EXERCISE — Please retype the listing below exactly, from its opening line through the line where "Replaced by PR" appears.

INPUT FOR THIS TASK —
PR #220, opened 2026-06-29
hands: make list1000.txt 1000 unique deals

tameware:
Regenerate list1000.txt from the first 1000 unique deals in list10000.txt (deduplicated by card layout), so the standard 1000-deal benchmark set has no repeats. Preserve the previous duplicate-containing data as list1000_with_dups.txt.


zzcgumn (approved):
Thanks for cleaning this up.

PR #223, opened 2026-07-03
Two percent solution

tameware:
Fixes that give a small performance improvement. Merged from branch opus-two-percent.


tameware:
Replaced by PR https://github.com/dds-bridge/dds/pull/224

PR #229, opened 2026-07-08
Restore scheduler-based calc threading with persistent worker contexts.

tameware:
Honor SetResources thread limits again so batch calc uses strain-aware scheduling and reuses per-slot SolverContexts instead of fresh std::thread workers on every CalcAllTables call.

### DIFF
--- a/library/src/calc_tables.cpp
+++ b/library/src/calc_tables.cpp
@@ -8,6 +8,10 @@
 */
 
 #include "calc_tables.hpp"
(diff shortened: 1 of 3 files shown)


zzcgumn:
Am I right that this is the pull request we will be closing?

tameware:
You are correct. Closing now in favor of PR https://github.com/dds-bridge/dds/pull/216

PR #233, opened 2026-07-14
Ship a JVM-consumable native shared library

### LINKED ISSUE #231: Create a Shared Library Target Suitable for Java Native Interface.

zzcgumn:
Adds build support that produces a single native shared library exporting the stable DDS C ABI, plus a Java Foreign Function & Memory (FFM / Project Panama) binding that calls it — making the solver consumable from the JVM the same way it already is from Python, .NET, and the browser. 

### Layer 1 — the shared library (independently useful; also unblocks .NET/ctypes/JNA)

- Pure-C ABI shim (`library/src/api/dds_c_api.h/.cpp`) wrapping the modern `SolverContext` API with a C-valid, pointer-only, POD-only surface over an opaque `void*` handle — so non-C++ consumers never see `SolverConfig`/`TTKind`/C++ references.
- `//jni:dds_shared cc_shared_library` producing one self-contained `libdds.so` / `libdds.dylib` / `dds.dll` with the whole solver linked in statically.
- Link-time export control: `jni/gen_export_lists.py` generates a Linux version-script and a macOS exported-symbols list from the headers; `//jni/tests:export_set_test` asserts the library exports exactly the 44 public C symbols (39 flat `dll.h` + 5 `dds_c_*`) with zero C++-mangled leakage.

### Layer 2 — JVM consumption

- Adds `rules_java` and a hermetic JDK toolchain (`remotejdk_25`, pinned via `.bazelrc`); JDK ≥ 22 means `java.lang.foreign` is stable, no `--enable-preview`.
- `//jni:dds_ffm` — hand-written `org.dds.ffm` FFM bindings: `struct MemoryLayouts` and `Linker` downcall handles for the shim plus `GetDDSInfo`.
- `//jni:dds_ffm_smoke_test` — loads the built library and solves a known deal through the shim, asserting `cards=1, score[0]=13` (cross-checked against the Python binding).
- `docs/jni_interface.md` — usage guide mirroring the existing per-binding docs.

### Notable design decisions

- No jextract. It ships only as rot-prone early-access binaries (not on BCR, no stable URL/hash), which would make the build non-hermetic. Since it only generates `plain java.lang.foreign`code, the bindings are hand-written instead — the build stays fully hermetic.
- JDK 25, not exactly 22. `rules_java` 9.6.1 registers only `remotejdk_21/_25`; 25 satisfies the ≥22 FFM-stable requirement.
- Handle named `DDS_C_SOLVER_CTX` (not `DDS_SOLVER_CTX`) to avoid a conflicting typedef with `dds_api.hpp`.
- Deferred (non-goals): hand-written JNI convenience API, native-in-JAR/Maven packaging, and switching the whole build to `-fvisibility=hidden` (exports are constrained at link time instead).

## Testing

- `bazel build //jni:dds_shared`
- `bazel test //jni/...         # export_set_test + dds_ffm_smoke_test`
- `bazel test //python/... //web/...   # existing bindings unaffected`
- `Full //... build` and the existing test suites pass. The new tests are scoped off Windows (different export/dumper model and library path).

Closes #231


zzcgumn:
@tzimnoch and @mortensp , I am wondering whether this C API can be used to simplify the .Net integration.

tameware:
I'm not qualified to review this PR. That said, I see Copilot has been busy. If it's happy, I'm happy! Let me know if you'd like me to approve.

zzcgumn:
@tameware , I have to admit that I don't know much about these things either. It seems like Claude Code and Github Copilot are getting somewhere. I would be grateful if you can approve to say that you think this is a good idea, even though you are not qualified to analyse the code.

tameware:
Will do. I’ll also fire off another Copilot review since I still have
quota.

jni/java/org/dds/ffm/Dds.java
```diff
@@ -0,0 +1,298 @@
...
+import java.nio.file.Path;
+import java.nio.file.StandardCopyOption;
+
+/**
+ * FFM bindings for the DDS native shared library. Load one instance per library
+ * file with {@link #load(Path)}; it owns an {@link Arena} scoping the native
+ * library and any segments allocated from {@link #arena()}. Not thread-safe:
+ * use one native SolverContext per thread.
+ */
+public final class Dds implements AutoCloseable {
```
tzimnoch: This class should not be final. Let people extend it if they want to.

jni/java/org/dds/ffm/Dds.java
```diff
@@ -0,0 +1,298 @@
...
+        }
+    }
+
+    /** Destroy a solver context returned by {@link #createSolverContext()}. */
+    public void destroySolverContext(MemorySegment ctx) {
+        invokeVoid(destroyContext, ctx);
+    }
+
+    /** Solve a single board. Returns a RETURN_* status code. */
+    public int solveBoard(MemorySegment ctx, MemorySegment deal, int target,
```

RESPONSE TO THIS TASK —
PR #220, opened 2026-06-29
hands: make list1000.txt 1000 unique deals

tameware:
Regenerate list1000.txt from the first 1000 unique deals in list10000.txt (deduplicated by card layout), so the standard 1000-deal benchmark set has no repeats. Preserve the previous duplicate-containing data as list1000_with_dups.txt.


zzcgumn (approved):
Thanks for cleaning this up.

PR #223, opened 2026-07-03
Two percent solution

tameware:
Fixes that give a small performance improvement. Merged from branch opus-two-percent.


tameware:
Replaced by PR https://github.com/dds-bridge/dds/pull/224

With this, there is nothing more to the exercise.